→ Your instructions: Lines with the word "future": copy all of them from the entries below.

Stored items
☆ ☆ ☆ ☆ ☆

PR #1230, opened 2019-07-08
Merge snorkel/model into snorkel/labeling/model

henryre:
* Removes snorkel/model
* Merges currently-used classifier functionality into LabelModel, strips away everything else
* Removes log writers, checkpointers, and a lot of logging for LabelModel

**Test plan**
All unit tests run, manually verified logging output for correctness
+9% repo coverage!


snorkel/labeling/model/utils.py
```diff
@@ -96,37 +74,6 @@ def recurse(x, y, misses="report", verbose=1):
...
-    """
-    for k, v in x.items():
-        if test_func(v):
-            x[k] = transform(v)
-        if isinstance(v, dict):
-            recursive_transform(v, test_func, transform)
-    return x
-
-
 def set_seed(seed: int):
```
bhancock8: Use set_seed() from `snorkel/analysis/utils.py`and delete this.

snorkel/labeling/model/utils.py
```diff
@@ -3,28 +3,6 @@
...
-        assert len(X) == len(Y)
-
-    def __getitem__(self, index):
-        return tuple([self.X[index], self.Y[index]])
-
-    def __len__(self):
-        return len(self.X)
 
 
 def recursive_merge_dicts(x, y, misses="report", verbose=None):
```
bhancock8: This also exists in `snorkel.classification.utils`, but the signature of LabelModel is simple enough that I think we should just move the defaults into the model definition and drop this extra copy.

snorkel/labeling/model/logger.py
```diff
@@ -0,0 +1,49 @@
+from collections import defaultdict
+
+
+class Logger:
```
bhancock8: This is fine for this PR, since it's just porting. But we should replace this with the LogManager (identifies when it's time to log) and LogWriter (writes logs to file or tensorboard), since they do the same thing.

snorkel/labeling/model/label_model.py
```diff
@@ -1,33 +1,42 @@
...
 
-    # This class variable is explained in the Classifier class
-    implements_l2 = True
-
     def __init__(self, k=2, **kwargs):
-        config = recursive_merge_dicts(lm_default_config, kwargs)
-        super().__init__(k, config)
+        super().__init__()
+        self.config = recursive_merge_dicts(lm_default_config, kwargs)
+        self.k = k
```
bhancock8: How often does k occur in an equation? Would renaming it to "cardinality" cause any lines to blow up in length?

snorkel/labeling/model/baselines.py
```diff
@@ -1,8 +1,31 @@
 import numpy as np
+import torch
+from scipy.sparse import issparse
 
 from .label_model import LabelModel
 
 
+def to_numpy(Z):
```
bhancock8: Smells that we have to_numpy() here and arraylike_to_numpy() in `analysis/utils.py`. Can they be combined?

snorkel/labeling/model/utils.py
henryre: More involved that one might imagine. Leaving for now.

snorkel/labeling/model/logger.py
henryre: Noted. cc @ajratner @paroma for new label model effort

henryre:
@bhancock8 changes made! @paroma would be great to get comments from you

PR #838, opened 2016-12-22
Remove unneeded dependency serve-static.

XhmikosR:
Express.js has this built-in.

Not sure if we need to require this explicitly.


jmervine:
👍🏽 If you're sure. I remember needing it, but that may have been an older version of express.

XhmikosR:
http://expressjs.com/en/api.html#express.static

And everything seems to work so I'm gonna merge it.

PR #839, opened 2016-12-23
Use the unicode symbols when possible.

XhmikosR:


views/_partials/header.pug
```diff
@@ -27,7 +27,8 @@
                 li(class=(title === 'Integrations' ? 'active' : ''))
                     a(href='/integrations/' + themeQs) Integrations
                 li.dropdown
-                    a.dropdown-toggle(href='#', data-toggle='dropdown') Resources&nbsp;
+                    a.dropdown-toggle(href='#', data-toggle='dropdown') Resources
```
jmervine: This change didn't modify the display at all? I remember the `&nbsp;` being required, but perhaps I'm wrong.

jmervine:
One question, otherwise, 👍

views/_partials/header.pug
XhmikosR: Normally it is; I just used `|  ` instead which we use elsewhere.

PR #844, opened 2017-01-26
Add clipboard.js to snippets.

XhmikosR:
This is **NOT** ready yet; do **NOT** merge.

I need some feedback on the implementation and if anyone has any improvement suggestion, please, do let me know.


jmervine:
I love this idea. What's left to get it shipable?

jdorfman:
@jmervine good call. @XhmikosR what's the deal? This would be awesome.

XhmikosR:
Needs so tweaking. I also need to show something when finished.

On a side note, @jmervine the branches are not being built anymore?

XhmikosR:
@jdorfman @jmervine: can you check the last patch? Might need some tweaks but generally seems to work fine.

XhmikosR:
There's an issue when copying the small `input`s; I'll try to fix it.

views/alpha.pug
```diff
@@ -30,6 +30,7 @@ block content
                 .input-group-btn
                     button.btn.btn-default.btn-lg(type='button', data-el=name)
                         span.caret
+            span.help-block Click to copy
```
jmervine: I realized that there seems to be a lot of redundancy here with 

```
         .form-group
             label(for=id) Complete CSS
             .input-group.input-group-lg
                 input.form-control(id=id, type='text', value=file)
                  .input-group-btn
                      button.btn.btn-default.btn-lg(type='button', data-el=name)
                          span.caret
             span.help-block Click to copy
```

I realize that this isn't due to this PR, but am thinking we could abstract the whole section to an include. Perhaps in another PR -- which I'm happy to submit once this is merged.

public/assets/js/main.js
```diff
@@ -20,18 +22,53 @@
...
+                var clipboardSnippets = new Clipboard(this, {
+                    target: function (trigger) {
+                        return trigger;
+                    }
+                });
+
+                clipboardSnippets.on('success', function (e) {
+                    var helpBlock = {};
+
+                    if (e.trigger.parentElement.nextElementSibling &&
```
jmervine: Perhaps set `var nextSibling = e.trigger.parentElement.nextElementSibling;` to avoid repeating the verbose reference.

public/assets/js/main.js
```diff
@@ -20,18 +22,53 @@
         }
     })();
 
-    (function selectInputContent() {
+    (function selectTextCopyToClipboard() {
         var selector = 'input[type="text"]';
         var el = document.querySelectorAll(selector);
+        var origHelpBlockText = 'Click to copy';
```
jmervine: Were we to abstract the pug blocks to an include (as suggested below), it might be better to set this by reading what's currently set in the element, so that we only have to change it on place, should we decide on different messaging in the future -- not that I foresee doing that, but still.

public/assets/js/main.js
```diff
@@ -20,18 +22,53 @@
...
+
+                    helpBlock.innerHTML = 'Copied text to clipboard';
+                });
+
+            }, true);
+
+            el[i].addEventListener('blur', function(e) {
+                var helpBlock = {};
+
+                if (this.parentElement.nextElementSibling &&
```
jmervine: Same comment as above regarding setting this to a shorter reference variable.

jmervine:
@XhmikosR Some idle comments which you can take or leave, nothing I feel as critical. Looks great!

public/assets/js/main.js
XhmikosR: Yeah, that is what I had, but it ESLint annoyed me with the no-loop-func errors so I hardcoded.

Agreed though it should be read with `innerHTML`.

views/alpha.pug
XhmikosR: Agreed, I noticed it too.

XhmikosR:
@jmervine: thanks for the review! If you could help with retrieving the `span`s text that would be great.

On a side note, alternatively we could use `el.classList.contains()`; not sure if it will be cleaner or not.

jmervine:
I can take a look, I don't have much experience with client side js outside of using jquery, which you're obviously trying to avoid, but let me play in the console and see what I can do.

XhmikosR:
It's just https://developer.mozilla.org/en-US/docs/Web/API/Element/innerHTML :)

But because we are in a `for` loop, you know :p

I plan to switch to ES5 eventually.

jmervine:
```
> document.getElementsByClassName('help-block')[0].innerHTML
"Click to copy"
```

XhmikosR:
Wait, you want to just get the value of the first span or each one of them? Because, sure they are the same, but not sure what it can happen in the future.

jmervine:
If we're building all the spans with an include (eventually) we can be sure they'll all be the same. Thus getting the first one would probably suffice.

XhmikosR:
Then in that case I can just use `document.querySelector`.

jmervine:
I'd probably keep it hardcoded until we abstract that template block though, because until then it doesn't really matter. Should we change that text, we'd need to change it in multiple places as is.

XhmikosR:
All right. Then I'll leave things as they are.

jmervine:
Sounds good. Once we merge this, I'll take a stab at moving those blocks out to an include and update the js accordingly.

jmervine:
👍 🚢

XhmikosR:
One final thought is if we should make JS external again; it's 12.4 KB minified. But we lack http/2 so all this would make things worse. On the hand the JS would be cached. Oh, plus last time I tried, I couldn't make the middleware which minifies files to work.

jmervine:
Given that http/2 isn't on the horizon near term, we should make the choices that are best of http/1 at this time.

RE the minify middleware, I can try and look at that this evening, but I can't commit to it.

XhmikosR:
Why did you merge it @jdorfman?

I could do it myself... I had things I wanted to investigate first.

jdorfman:
@XhmikosR shit my bad I though it was waiting on me.

XhmikosR:
No big deal I guess, it's on dev only.

We'll need  see if we are going to split JS to an external file but make sure we minify it.

jdorfman:
@XhmikosR holy shit that click to copy is cool! Great implementation

XhmikosR:
So, you think it's better with click instead of a button, right?

jdorfman:
Yeah it is innovative. I never seen anything like it

jdorfman:
@XhmikosR lets :shipit:

XhmikosR:
Not yet I want to try making Javascript external.

PR #848, opened 2017-05-08
Add missing solar theme

bostondevin:
This one somehow was missing


XhmikosR:
Thanks but you need to update config.yml too.

bostondevin:
Where are you getting the sri value from? Looks like a ssh key or something - I don't know how to generate that

XhmikosR:
You can do it manually or use srihash.org

bostondevin:
hmmm srihash.org wants a URL, so the file would have to exist there already

e.g.
https://maxcdn.bootstrapcdn.com/bootswatch/3.3.7/solar/bootstrap.min.css

XhmikosR:
Right. Then use scripts/integrity.js.

bostondevin:
not sure what u mean - this is more complicated than one would think!

XhmikosR:
I'll have a look and add it myself later then.

bostondevin:
that would be awesome - thanks! Never heard of sri's before

XhmikosR:
Do you know when solar was added?

bostondevin:
I can't quite place it. It's on their website as being in this latest version - you might have needed to build the project or something to create the new files - i dunno

jdorfman:
Thanks @bostondevin !

PR #857, opened 2017-07-14
Use Bootstrap's collapse for wells.

XhmikosR:


XhmikosR:
It's not perfect since the toggle button action happens instantly and the collapse has a delay but it's better than before.

Any suggestions/patches welcome.

XhmikosR:
/CC @Johann-S just in case you have time and any improvement ideas.

Johann-S:
Maybe that's related to : https://github.com/twbs/bootstrap/pull/20870 🤔

public/assets/js/main.js
```diff
@@ -8,11 +8,9 @@
         var el = document.querySelectorAll(selector);
 
         function toggleCode(index) {
-            var name = el[index].getAttribute('data-el');
             var btnIcon = el[index].querySelector('span');
 
             el[index].addEventListener('click', function() {
-                document.getElementById(name).classList.toggle('hidden');
                 btnIcon.classList.toggle('caret-open');
```
Johann-S: Maybe you can do : 

```javascript
setTimeout(function () {
  btnIcon.classList.toggle('caret-open');
}, 350);
```

`350` is the transition duration of the Collapse plugin (https://github.com/twbs/bootstrap/blob/v3-dev/js/collapse.js#L35)

XhmikosR:
I haven't tried that but I will, thanks! I was trying to use transionend
but didn't spend a lot of time.

jmervine:
:+1:

PR #859, opened 2017-07-17
moving uglify-js

jmervine:
want to see if the PR app works

### DIFF
--- a/package.json
+++ b/package.json
@@ -22,7 +22,8 @@
     "serve-favicon": "^2.3.2",
     "shelljs": "^0.5.3",
     "snyk": "^1.19.1",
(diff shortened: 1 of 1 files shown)


jmervine:
As discussed, the package-lock.json doesn't change, so this shouldn't make any different in production. But sometimes Node / NPM is weird.

XhmikosR:
The PR works indeed.

But maybe it's just a matter of triggering a new build?

jmervine:
I submitted a empty commit on develop priory to this PR to ensure that a new build was trigged, so I don't _think_ that's it, but maybe. 🤷‍♂️

PR #871, opened 2017-10-13
Update dependencies.

XhmikosR:
@jmervine: for some unknown reason to me, tests fail currently. I don't think it's related to these changes, though.

I left uglify-js to the old version so that the minified files don't change. Also, shell-js because the new version throws differently when an error occurs. We should update it eventually, but you know...


XhmikosR:
OK, it seems mocha changed their behavior and we need to add `--exit`.

@jmervine: LGTY assuming tests pass?

Issue #867, opened 2017-08-12
Remove twitter from boostrap path


XhmikosR:
At least for v4. Personally I'd remove it from everywhere but I'm not familiar how things work with S3.

/CC @jmervine @jdorfman

jmervine:
@jdorfman can we check the cdn and see if anyone is even hitting that?

XhmikosR:
Any news about this?

jmervine:
@jdorfman ^^

jdorfman:
We don't need to advertise it, but not going to remove it. Even if it is 1 hit a year, I still want that legacy use case to work.

XhmikosR:
And why can't you redirect the old path?

jdorfman:
S3 doesn't support symlinks. They do have a hack but it makes the http request 301 which is unacceptable.

https://stackoverflow.com/a/29462540/1258484

jdorfman:
@jmervine can we just adjust the tests to ignore `https://maxcdn.bootstrapcdn.com/twitter-bootstrap/*` starting at `4.0.0-beta.*` please?

PR #874, opened 2017-10-19
Add Bootstrap 4.0.0-beta.2.

XhmikosR:
- [x] Update to the final beta2 release files
- [x] Verify SRI hashes
- [x] Make sure .map files and the new bundle files are on the CDN

@jdorfman @jmervine: please do NOT merge; I'll do it when it's ready. I open this to discuss the changes.


XhmikosR:
So, what should we do with the new bundle file? Also note that while we have reboot and grid only files on the CDN, we don't expose them currently. Not sure if we should.

/CC @mdo for thoughts too.

XhmikosR:
ping @jmervine @jdorfman: please add beta2 to `twitter-bootstrap` path too. That's why I had made #867...

jdorfman:
@XhmikosR restarting build

@jmervine can we just adjust the tests to ignore `https://maxcdn.bootstrapcdn.com/twitter-bootstrap/*` starting at `4.0.0-beta.*` please?

jdorfman:
@XhmikosR when was `twitter-bootstrap` uri changed to just `bootstrap`? We can stop checking versions after that, will speed up tests.

jdorfman:
@XhmikosR merge when ready

XhmikosR:
There's no point in skipping tests. You might as well remove the tests then...

The point is we need to remove `twitter` from the path somehow. Not sure when this started to break, probably in v4.

PR #875, opened 2017-10-19
Tweak ads style.

XhmikosR:


XhmikosR:
Maybe I should limit the text so that it's consistent with the image size? Something like `max-width: 400px;`?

☆ ☆ ☆ ☆ ☆

→ Reply to the exercise:
jmervine: Were we to abstract the pug blocks to an include (as suggested below), it might be better to set this by reading what's currently set in the element, so that we only have to change it on place, should we decide on different messaging in the future -- not that I foresee doing that, but still.
Wait, you want to just get the value of the first span or each one of them? Because, sure they are the same, but not sure what it can happen in the future.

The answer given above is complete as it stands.